Of the four ‘P’s of marketing – product, place, promotion and pricing – pricing will be the one that rises to the top in 2013. If you missed it, flip back to my wrap up of 2012’s pricing lessons. If not, forge ahead to find out what’s in store for pricing in 2013.
Demand for products and services in the US and European economics has ground to a halt (although there is evidence that the US is starting to rebound).
This is rubbing off on the Chinese economy, where many of those products and services are manufactured. This in turn, will affect the Australian economy, whose companies either power or provide raw materials for the factories in China that make those products and services.
Australian companies will be forced to take a good, hard look at their pricing in 2013, not only because it is shaping up to be a tough year, but because price optimisation is more profitable than business process re-engineering, cost reduction initiatives or selling more products.
Challenges and opportunities will be found throughout the value chain:
1. The war between pricing and procurement will continue
For many years now, companies have been more concerned about the price they pay for products and services than the price they get for their own products and services. Anecdotal evidence from companies who attend my pricing workshops suggest 80%-100% of companies have a purchasing or procurement department, but less than 20% of companies have a department dedicated to pricing.
As a starting point, pricing, sales and marketing professionals need to spend time with their own procurement departments, understanding their mindset and the tools that they use, as a step towards developing counter-procurement tools and strategies.

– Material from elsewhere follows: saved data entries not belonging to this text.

PR #559, opened 2026-09-02
fix(jobs): persist a durable usage mutation, and fix three flakes in the resume suite

damianvtran:
## Summary

`tests/unit/session/test_resume_subagents_todos.py` failed intermittently on PR #548 — a PR touching zero session code. It reproduced locally, so it is not a regression from any PR. Chasing it turned up **three independent defects** in one file.

**The cause of the observed CI flake is Finding 2** (parent-turn quiescence), which reproduces on clean `main` under concurrent suites. Findings 1 and 3 are separate real defects found along the way.

> **Corrected after review round 1.** This PR originally claimed Finding 1 was a user-visible billing loss and the cause of the #548 flake. The reviewer reproduced both claims and neither held; the code is unchanged and still correct, but the rationale in the docstring, the test comments, and this body has been rewritten to claim only what reproduces. Details in Finding 1.

None of these are fixed by raising a timeout, adding a sleep, or a retry.

## Finding 1 (API hardening): a durable-field seam that announces nothing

2. Pricing opportunities will be found in big data projects
The days of across-the-board price increases are gone. The opportunities lie at a segment, sub-segment and increasingly at the individual customer level. And the only way companies are going to identify these opportunities is by mining through megabytes and megabytes of data, looking for the meaningful rather than the mean, and finding differences rather than similarities.
3. The subscription and service economy
More and more products that were previously sold on a transactional basis are now being sold on a relationship basis utilising a subscription (sell once, renew many) pricing model. This includes DVD rentals (Quickflix, Netflix), car rentals (Flexicar), music (Spotify) and numerous technology products adopting the Software as a Service (SaaS) model. Even razor blades are being sold via subscription by DollarShaveClub.com.
Expensive capital goods are also being sold as services. Rolls Royce, Pratt & Whitney and the like have been “renting” aircraft engines to airlines for many years. Xerox, Cannon and others “rent” photocopiers to corporate clients. Orica no longer sells explosives, but rather “rock removal services”.
The benefits of selling services are numerous: services are difficult to commoditise, margins are higher, retention of ownership, and the client spends OpEx rather than CapEx. Expect this trend to continue, and proliferate, in 2013.